Global. In C++, "global" refers something of global namespace or global namespace scope. The latter is roughly equivalent to file scope in the C language. Both in C and C++, the linkage has nothing to do with scope, although scope (like linkage) is also tightly concerned with an identifier (in C) or a name (in C++) introduced by some declaration.
The linkage rule of namespace scope const variable is something special (and particularly different to the const object declared in file scope in C language which also has the concept of linkage of identifiers). Since ODR is enforced by C++, it is important to keep no more than one definition of the same variable or function occurred in the whole program except for inline functions. If there is no such special rule of const, a simplest declaration of const variable with initializers (e.g. = xxx) in a header or a source file (often a "header file") included by multiple translation units (or included by one translation unit more than once, though rarely) in a program will violate ODR, which makes to use const variable as replacement of some object-like macros impossible.
I think Internal and External Linkage in C++ gives a clear and concise explanation:
A translation unit refers to an implementation (.c/.cpp) file and all
header (.h/.hpp) files it includes. If an object or function inside
such a translation unit has internal linkage, then that specific
symbol is only visible to the linker within that translation unit. If
an object or function has external linkage, the linker can also see it
when processing other translation units. The static keyword, when used
in the global namespace, forces a symbol to have internal linkage. The
extern keyword results in a symbol having external linkage.
The compiler defaults the linkage of symbols such that:
Non-const global variables have external linkage by default
Const global variables have internal linkage by default
Functions have external linkage by default
Basically
extern linkage variable is visible in all files
internal linkage variable is visible in single file.

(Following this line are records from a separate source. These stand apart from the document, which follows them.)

PR #919, opened 2017-03-29
TASK: Adjust DocTools settings

kdambekalns:
Fixes neos/neos-development-collection#1490


aertmann:
Something seems off, `TYPO3FluidViewHelperReference.rst` only contains one view helper.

Explain: const variables internally link by default unless otherwise declared as extern
by default, global variable is external linkage
but, const global variable is internal linkage
extra, extern const global variable is external linkage
A pretty good material about linkage in C++
http://www.goldsborough.me/c/c++/linker/2016/03/30/19-34-25-internal_and_external_linkage_in_c++/
Linkage determines whether identifiers that have identical names refer to the same object, function, or other entity, even if those identifiers appear in different translation units. The linkage of an identifier depends on how it was declared.
There are three types of linkages:
Internal linkage : identifiers can only be seen within a translation unit.
External linkage : identifiers can be seen (and referred to) in other translation units.
No linkage : identifiers can only be seen in the scope in which they are defined.
Linkage does not affect scoping
C++ only : You can also have linkage between C++ and non-C++ code fragments, which is called language linkage.
Source :IBM Program Linkage
In C++
Any variable at file scope and that is not nested inside a class or function, is visible throughout all translation units in a program. This is called external linkage because at link time the name is visible to the linker everywhere, external to that translation unit.
Global variables and ordinary functions have external linkage.
Static object or function name at file scope is local to translation unit. That is
called as Internal Linkage
Linkage refers only to elements that have addresses at link/load time; thus, class declarations and local variables have no linkage.